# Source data
PR #331, opened 2019-07-25
Test helpers: Renamed and Skipped

gildub:


pkg/transform/internal/test/load_test.go
```diff
@@ -0,0 +1,9 @@
+package test
+
+import (
+	"testing"
+)
+
+func TestTest(t *testing.T) {
+	t.Skip()
```
alexander-demichev: What was the reason for adding this test?

gildub: It shows that we care about test but this one doesn't have much coverage.

PR #343, opened 2019-08-09
Support for multiple output formats

alexander-demichev:
Since we are in feature freeze PR will go to a separate branch for now.
After some discussion, we decided that will be nice to support multiple report output formats: json, html, maybe pdf in future etc. 

This PR introduces 3 things: 

1. Improvement of writing report to json file.
Our current process of writing report to json file creates a json file before the transforms starts and then opens the file and appends a new report for every config part we have, this means the json file is opened, unmarshalled, marshalled a lot of times. 
I refactored this part, now all reports are collected and final report is passed to output function, report json is created only in case when report format is set to json and file is opened only once.

2. Adds support for multiple output formats.
I added new package `reportoutput`. This package is responsible for different output formats. It is scalable and has very simple structure.

3. Initial steps on HTML report.
`html.go` in `reportoutput` will be handling html report format. It is using go templates and inspired by go cover tool - https://github.com/golang/tools/blob/master/cmd/cover/html.go#L195

### DIFF
--- a/pkg/transform/reportoutput/json.go
+++ b/pkg/transform/reportoutput/json.go
@@ -1,0 +1,87 @@
+package reportoutput
+
+import (
+	"encoding/json"
+
+	"github.com/fusor/cpma/pkg/io"
+	"github.com/pkg/errors"
+)
+
+func jsonOutput(r ReportOutput) error {
+	var existingReports ReportOutput
+
+	jsonFile := "report.json"
+	emptyReport := []byte("{}")
+
+	if err := io.WriteFile(emptyReport, jsonFile); err != nil {
+		return errors.Wrapf(err, "unable to open report file: %s", jsonFile)
+	}
+
+	jsonData, err := io.ReadFile(jsonFile)
+	if err != nil {
+		return errors.Wrapf(err, "unable to read to report file: %s", jsonFile)
+	}
+
+	if err := json.Unmarshal(jsonData, &existingReports); err != nil {
+		return errors.Wrap(err, "unable to unmarshal existing report json")
+	}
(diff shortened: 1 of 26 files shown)


pkg/transform/reportoutput/json.go
```diff
@@ -0,0 +1,87 @@
...
+	"encoding/json"
+
+	"github.com/fusor/cpma/pkg/io"
+	"github.com/pkg/errors"
+)
+
+func jsonOutput(r ReportOutput) error {
+	var existingReports ReportOutput
+
+	jsonFile := "report.json"
```
alexander-demichev: This function code was copied from old `DumpReport()` function.  I see places for improvements here, just need some time for it.

pkg/transform/reportoutput/output.go
```diff
@@ -0,0 +1,45 @@
...
+	Kind       string `json:"kind"`
+	Supported  bool   `json:"supported"`
+	Confidence int    `json:"confidence"`
+	Comment    string `json:"comment"`
+}
+
+// DumpReports creates OCDs files
+func DumpReports(r ReportOutput) {
+	// reportOutputFormat := env.Config().GetString("OutputFormat")
+	reportOutputFormat := "all"
```
alexander-demichev: `reportOutputFormat` will be hardcoded to `all` before I add configurations for it.

alexander-demichev:
I added a big commit with CI fix. If PR is big for review at once, you can review it by commits.

alexander-demichev:
Closes https://github.com/fusor/cpma/pull/343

# YOUR TASK
Write each entry out again. Do not change a word.

# ANSWER TO THIS TASK
PR #331, opened 2019-07-25
Test helpers: Renamed and Skipped

gildub:


pkg/transform/internal/test/load_test.go
```diff
@@ -0,0 +1,9 @@
+package test
+
+import (
+	"testing"
+)
+
+func TestTest(t *testing.T) {
+	t.Skip()
```
alexander-demichev: What was the reason for adding this test?

gildub: It shows that we care about test but this one doesn't have much coverage.

PR #343, opened 2019-08-09
Support for multiple output formats

alexander-demichev:
Since we are in feature freeze PR will go to a separate branch for now.
After some discussion, we decided that will be nice to support multiple report output formats: json, html, maybe pdf in future etc. 

This PR introduces 3 things: 

1. Improvement of writing report to json file.
Our current process of writing report to json file creates a json file before the transforms starts and then opens the file and appends a new report for every config part we have, this means the json file is opened, unmarshalled, marshalled a lot of times. 
I refactored this part, now all reports are collected and final report is passed to output function, report json is created only in case when report format is set to json and file is opened only once.

2. Adds support for multiple output formats.
I added new package `reportoutput`. This package is responsible for different output formats. It is scalable and has very simple structure.

3. Initial steps on HTML report.
`html.go` in `reportoutput` will be handling html report format. It is using go templates and inspired by go cover tool - https://github.com/golang/tools/blob/master/cmd/cover/html.go#L195

### DIFF
--- a/pkg/transform/reportoutput/json.go
+++ b/pkg/transform/reportoutput/json.go
@@ -1,0 +1,87 @@
+package reportoutput
+
+import (
+	"encoding/json"
+
+	"github.com/fusor/cpma/pkg/io"
+	"github.com/pkg/errors"
+)
+
+func jsonOutput(r ReportOutput) error {
+	var existingReports ReportOutput
+
+	jsonFile := "report.json"
+	emptyReport := []byte("{}")
+
+	if err := io.WriteFile(emptyReport, jsonFile); err != nil {
+		return errors.Wrapf(err, "unable to open report file: %s", jsonFile)
+	}
+
+	jsonData, err := io.ReadFile(jsonFile)
+	if err != nil {
+		return errors.Wrapf(err, "unable to read to report file: %s", jsonFile)
+	}
+
+	if err := json.Unmarshal(jsonData, &existingReports); err != nil {
+		return errors.Wrap(err, "unable to unmarshal existing report json")
+	}
(diff shortened: 1 of 26 files shown)


pkg/transform/reportoutput/json.go
```diff
@@ -0,0 +1,87 @@
...
+	"encoding/json"
+
+	"github.com/fusor/cpma/pkg/io"
+	"github.com/pkg/errors"
+)
+
+func jsonOutput(r ReportOutput) error {
+	var existingReports ReportOutput
+
+	jsonFile := "report.json"
```
alexander-demichev: This function code was copied from old `DumpReport()` function.  I see places for improvements here, just need some time for it.

pkg/transform/reportoutput/output.go
```diff
@@ -0,0 +1,45 @@
...
+	Kind       string `json:"kind"`
+	Supported  bool   `json:"supported"`
+	Confidence int    `json:"confidence"`
+	Comment    string `json:"comment"`
+}
+
+// DumpReports creates OCDs files
+func DumpReports(r ReportOutput) {
+	// reportOutputFormat := env.Config().GetString("OutputFormat")
+	reportOutputFormat := "all"
```
alexander-demichev: `reportOutputFormat` will be hardcoded to `all` before I add configurations for it.

alexander-demichev:
I added a big commit with CI fix. If PR is big for review at once, you can review it by commits.

alexander-demichev:
Closes https://github.com/fusor/cpma/pull/343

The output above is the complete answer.